Tuesday, January 29, 2013


Many Iyengar Yoga students have written about the practical matters when one comes to RIMYI in Pune: how to find an apartment, how to get around, how to get cash, etc. However I would like to address the inner work of being a student at RIMYI, especially in this period in which India as a rising global power attracts travelers from all over the world.

At the end of last night’s class Raya UD gave an impassioned request to the international students: “PLEASE DO NOT COME HERE FOR VALIDATION OF WHAT YOU ALREADY KNOW.” In other words, don’t come to have your ego stroked, don’t come to confirm your beliefs and practices, don’t come to validate what your Senior Teacher has taught you, don’t come as a teacher at all. Come as a student, come empty, come humble. Be ready to be vulnerable, be ready to be corrected and even reprimanded, perhaps harshly. Instead of being affirmed, be ready to be disrupted, shaken up, and confused. Out of that confusion can emerge radical new learning.

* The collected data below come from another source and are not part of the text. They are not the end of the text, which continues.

PR #756, opened 2023-09-28
683 include thumbnail ids in elasticsearch index

tcnichol:
Thumbnails have changed to have a downloads field. This is not incremented by default at present. 

There is now an index_thumbnail method, though I am still using the file name since thumbnails do not have a name.

### DIFF
--- a/backend/app/routers/thumbnails.py
+++ b/backend/app/routers/thumbnails.py
@@ -73,7 +73,8 @@ async def remove_thumbnail(thumb_id: str, fs: Minio = Depends(dependencies.get_f
 
 @router.get("/{thumbnail_id}")
 async def download_thumbnail(
-    thumbnail_id: str, fs: Minio = Depends(dependencies.get_fs),
+    thumbnail_id: str,
+    fs: Minio = Depends(dependencies.get_fs),
     increment: Optional[bool] = False,
 ):
     # If thumbnail exists in MongoDB, download from Minio
--- a/backend/app/routers/thumbnails.py
+++ b/backend/app/routers/thumbnails.py
@@ -1,6 +1,7 @@
 from typing import List, Optional
 
 from beanie import PydanticObjectId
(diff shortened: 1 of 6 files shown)


tcnichol:
Making this draft, I need to check how this works with searches.

backend/app/routers/thumbnails.py
```diff
@@ -72,7 +73,9 @@ async def remove_thumbnail(thumb_id: str, fs: Minio = Depends(dependencies.get_f
 
 @router.get("/{thumbnail_id}")
 async def download_thumbnail(
-    thumbnail_id: str, fs: Minio = Depends(dependencies.get_fs)
+    thumbnail_id: str,
+    fs: Minio = Depends(dependencies.get_fs),
```
longshuicy, line 77: Is minio is being used?

longshuicy (commented):
Is the purpose of adding thumbnail to elasticsearch eventually leads to searchable thumbnail? 
Then would it possible to add this index to the search endpoint?

tcnichol:
> Is the purpose of adding thumbnail to elasticsearch eventually leads to searchable thumbnail? Then would it possible to add this index to the search endpoint?

From the issue Max created, I think the goal was that the thumbails would be returned with a seach. Like if you search for a file the thumbnail associated with that file would also be returned. I might need to ask Max.

backend/app/routers/thumbnails.py
tcnichol: Yes, it was used before. What I changed here is I added a downloads since to match the other fields in elasticsearch.

tcnichol: Also - the downloads are not incrementing because I was not counting them as downloading if they are just displayed. Wasn't sure if I did that right.

longshuicy (approved):

max-zilla (approved):

PR #762, opened 2023-10-02
Simple script to POST metadata definitions.

lmarini:
Also fixed syntax of one definition or it wouldn't POST.


ddey2 (approved):

longshuicy:
black is complaining about linting.. eventhough it's not in the backend folder it somehow still got checked.

PR #764, opened 2023-10-02
message on new metadata entry

tcnichol:
We want to show a success message when new metadata is created. 

I am starting with snackbar, and this is draft because I haven't got the colors fixed.


max-zilla (approved):

ddey2 (approved):
works

PR #767, opened 2023-10-03
message if no datasets exist, button link to create

tcnichol:
In an empty instance, we see a message telling us there are no datasets and a button that links to create datasets. This is a draft because I need to fix the positioning on the page.


ddey2 (approved):
looks good, tested and worked.

PR #786, opened 2023-10-10
Implement wordcloud visualization

ddey2:
Please checkout pyclowder branch in https://github.com/clowder-framework/pyclowder/pull/96

Steps to reproduce:

1. Upload an appropriate csv file (see attached csv file for example)
2. Run the extractor.
3. Look at visualization tab.
[frequent_bigrams.csv](https://github.com/clowder-framework/clowder2/files/12862682/frequent_bigrams.csv)
Screenshot 2023-10-10 at 5 55 02 PM

### DIFF
--- a/frontend/src/components/visualizations/VegaSpec/VegaSpec.tsx
+++ b/frontend/src/components/visualizations/VegaSpec/VegaSpec.tsx
@@ -23,7 +23,7 @@ const allowedType = [
 	"geojson",
 ];
 
-export default function WordCloud(props: TextProps) {
+export default function VegaSpec(props: TextProps) {
 	let { fileId, visualizationId } = props;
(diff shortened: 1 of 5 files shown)


tcnichol:
Question. I see the preview and it looks right in in the visualization tab. When I try to download the visualization or use a shared link, I get a JSON. That looks like intended behavior given the component, but just wanted to make sure.

If it is, I can mark this one approved.

ddey2:
@tcnichol that's because the vis data is a json (vega spec which is rendered using vega-lite). So, this is correct.

You can save the image as png. that should work.
Screenshot 2023-10-11 at 1 03 38 PM

tcnichol (approved):
Marked extractor approved. This visualization looks good and I can save as png and download.

PR #416, opened 2026-07-20
codegen: attribute target selection to whoever chose the target

alejandro-soto-franco:
One of three parts of #357, split so each can be reviewed on its own. #357 bundled eight unrelated fixes across 12 files, which put the small ones behind a dependency discussion. The three parts are independent: each applies cleanly to `main` alone, and they merge cleanly in any order. #357 will be closed once all three are open.

Sibling parts: #415 (clone, liveness and diagnostic paths), #417 (scratch directory on tempfile).

## Summary

A rejected target produced an error naming `CUDA_OXIDE_TARGET`, and classified the failure as a codegen stage failure. Both are wrong for every caller that reaches target selection by some other route.

## Changes

* `BackendOptions` carries `target_arch_source` alongside `target_arch`, and `resolve_ptx_target` reports the label it was given.
* `PipelineConfig` carries the same label, defaulting to `PipelineConfig::target_arch` and set to `CUDA_OXIDE_TARGET` by `rustc-codegen-cuda`, which reads that variable itself.
* The environment and config merge moves into `backend_options_for`, so the precedence is testable without running a compilation.
* Target and feature-floor rejections travel as `PipelineError::TargetSelection` and land in `CompilationStage::Input`.
* `CompileError` gains a matching `TargetSelection` variant.
* New `tests/target_provenance.rs`, plus three `mir-importer` tests over the label precedence.

## Rationale

`resolve_ptx_target` hardcoded `"CUDA_OXIDE_TARGET"` as the provenance of any explicit override, because the env-driven rustc pipeline was once the only caller. The standalone experimental API passes a `Target` the caller built in Rust and never touches the environment, so a caller who requested `sm_75` for a module needing `sm_80` was told to go and look at an environment variable they had never set.

The same mis-attribution existed one layer up: `PipelineConfig::target_arch` replaced `target_arch` and left `from_env`'s label behind, so a caller setting the config field directly was still blamed on the environment. That is fixed here too, which is the only in-tree site that needed the new mechanism.

Target and feature-floor rejections are decided before `llc` is reached and describe the caller's request, so `Codegen` was the wrong stage for them.

`CompileError::TargetSelection` is a new variant rather than a reuse of `InvalidTarget`. `InvalidTarget` renders as ``invalid CUDA target `{target}`: {reason}``, which suits a parse failure from `Target::parse` and misdescribes a feature-floor rejection: `sm_75` is a valid architecture, and the reason text already names it, so routing feature-floor failures through `InvalidTarget` called a valid target invalid and printed the architecture twice. `TargetSelection` renders its reason alone, which is already phrased for a user. `InvalidTarget` keeps its parse-failure meaning and its rustdoc now points at the new variant.

`target_arch_source` stays `&'static str`. Every label in the tree is a fixed string. Widening it to `Cow<'static, str>`, which would let a caller build a label carrying the target text itself, can wait until a caller needs one.

## Validation

* `cargo test -p cuda-oxide-codegen` (123 passed)
* `cargo test -p mir-importer` (804 passed)
* `(cd crates/rustc-codegen-cuda && cargo check)`, since this adds a field to a `PipelineConfig` literal in `device_codegen.rs` and that crate is excluded from the workspace

### DIFF
--- a/crates/cuda-oxide-codegen/src/api.rs
+++ b/crates/cuda-oxide-codegen/src/api.rs
@@ -532,6 +532,7 @@ impl Compiler {
         let ptx_path = scratch.path().join("module.ptx");
         let backend_options = BackendOptions {
             target_arch: Some(options.target.sm()),
+            target_arch_source: "the requested Target",
             device_arch_hint: None,
             no_opt: options.optimization == Optimization::None,
             no_fma: !options.fma_contraction,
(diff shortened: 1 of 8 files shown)


nihalpasham:
LGTM, the `Input-stage` classification and the `InvalidTarget`/`TargetSelection` split match how nvrtc separates `INVALID_OPTION` from `COMPILATION`.

I pushed one follow-up: the provenance label was threaded through but only printed on the verbose success path, so env and `--arch` users lost the pointer to the knob that chose the target. All three rejection reasons now carry it, e.g. `invalid CUDA target `sm_9x`: compute capability must contain at least two digits (target from CUDA_OXIDE_TARGET)`, and the parse error is no longer double-wrapped in a second "invalid CUDA target" prefix. Unit test pins both. 

One follow-up to track separately: the NVVM-IR path's resolver still reports target rejections as `Export-stage`. Merging.

nihalpasham (approved):
Validated; see merge comment.

PR #417, opened 2026-07-20
codegen: back the standalone compiler's scratch directory with tempfile

alejandro-soto-franco:
One of three parts of #357, split so each can be reviewed on its own. This part adds a dependency, which is the discussion the other two were sitting behind. The three parts are independent: each applies cleanly to `main` alone, and they merge cleanly in any order. #357 will be closed once all three are open.

Sibling parts: #415 (clone, liveness and diagnostic paths), #416 (target selection provenance).

## Summary

`ScratchDirectory` was a hand-rolled RAII temp directory: a process-id and nanosecond-timestamp name, a compilation counter to break ties, a 32-attempt retry loop around `DirBuilder`, and a `Drop` that removes the tree. That is a reimplementation of `tempfile`, carrying the collision and cleanup edge cases a widely used crate has already worked through.

## Changes

* Replace it with `tempfile::Builder`. The 0o700 mode the previous code set through `DirBuilderExt` survives as `Builder::permissions`, and `TempDir`'s own `Drop` keeps the cleanup behaviour.
* Add a workspace `tempfile` entry pinned at 3.9.
* Record the new transitive dependencies in `dependency-licenses.csv`.
* Add a unix test asserting the scratch directory's mode is 0o700.

## Rationale

3.9 is the first release exposing `Builder::permissions`; 3.3 through 3.8 would fail to compile against this code. The workspace had no `tempfile` entry before, so this adds one. The 3.3.0 in `crates/fuzzer/rustlantis/difftest` belongs to a separate vendored workspace that is excluded from this one and is unaffected.

The scratch directory holds the caller's LLVM IR and the generated PTX in a shared temp root, so its mode is a security property. It had no test, and it is also the sole reason for the 3.9 floor, so it has one now.

`tempfile` brings six transitive crates: `rustix`, `linux-raw-sys`, `fastrand`, `getrandom`, `errno`, `r-efi`. All are permissively licensed and recorded in `dependency-licenses.csv`. `errno` and `r-efi` are platform-conditional and are not compiled on `x86_64-unknown-linux-gnu`. Lockfiles were regenerated rather than transcribed, so `fastrand` resolves to 2.5.0 here.

If the dependency is unwanted, the alternative is to keep the hand-rolled implementation and add the 0o700 test to it. The other two parts of #357 do not depend on this one either way.

## Validation

* `cargo test -p cuda-oxide-codegen` (118 passed)
* `cargo test -p mir-importer` (801 passed)
* `cargo deny check`, giving `advisories ok, bans ok, licenses ok, sources ok`


nihalpasham:
Taking the dependency: `tempfile` is the ecosystem answer here, and the hand-rolled naming/retry/Drop machinery it deletes was quite a bit of maintenance surface. The `0o700` test is a nice touch.

The branch had gone conflicting, so I pushed a merge with main: both lockfiles regenerated, licenses CSV rows confirmed against the resolved versions. cargo deny (licenses + bans) green, `0o700` test green, device pipeline unaffected. Merging.

nihalpasham (approved):
Taking the dependency; see merge comment.

nihalpasham (approved):
Taking the dependency; validated on the merged head. See merge comment.

PR #423, opened 2026-07-20
Reuse primitive integer type IDs in generation

### LINKED ISSUE #422: Deduplicate primitive integer type IDs in generation
## Problem

`generate/src/generation/mod.rs` manually enumerates all signed and unsigned primitive integer `TyId`s when selecting the right-hand operand of shift operations.

The same list is also duplicated when selecting candidates for `SwitchInt` generation.

There are already `TyKind::INTS` and `TyKind::UINTS` constants, but those contain `TyKind` values, while the generation selectors operate on `TyId`s.

## Proposed change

Please don’t come to India to help. Come to BE helped. Come to be transformed, not to transform India to your standards. As the Australian Aboriginal activists say, “If you have come to help me, you are wasting your time. But if you have come because your liberation is bound up with mine, let us work together.”

Of course classes are crowded. Of course it’s noisy. Of course there is pollution, poverty, hawking and spitting. Of course there are mosquitoes and cockroaches. We cannot change or control these circumstances. As we practice nonjudgment and acceptance, we have more energy and space within for more learning, more transformation. We realize we don’t mind the dirt in the cracks of our feet—it all washes off.

The first time I came to Pune I witnessed a simple act that made a profound impact on me. I was staying with a woman who shared an apartment with her daughter and grandson. As we sat one morning at breakfast, a few mosquitoes hovered around the grandson’s head. After some research and discussion I had decided not to take the recommended malaria pills even though it was monsoon season. So when I noted the mosquitoes in the screen-free house, I experienced a little niggling anxiety. Usha, the grandmother, was as casual as ever, as she waved her hand around her grandson Akshay’s head. In the USA, even without the threat of malaria, we would have swatted violently at them, even if it meant striking the child. Then we would have been very proud of ourselves for decimating them. Here, the mosquitoes just were not a big deal at all.

I learned to practice this equanimity in evening Pranayama class, when at dusk, the mosquitoes would float indoors. Lying in Pranayama Savasana, I would feel a sting, but instead of reacting and scratching, I made myself lie still. What I learned is that the bite would swell up but stop itching in about 15 minutes. If I withheld the urge to scratch, by morning, the bite would be a tiny, inconsequential dot that didn’t even itch.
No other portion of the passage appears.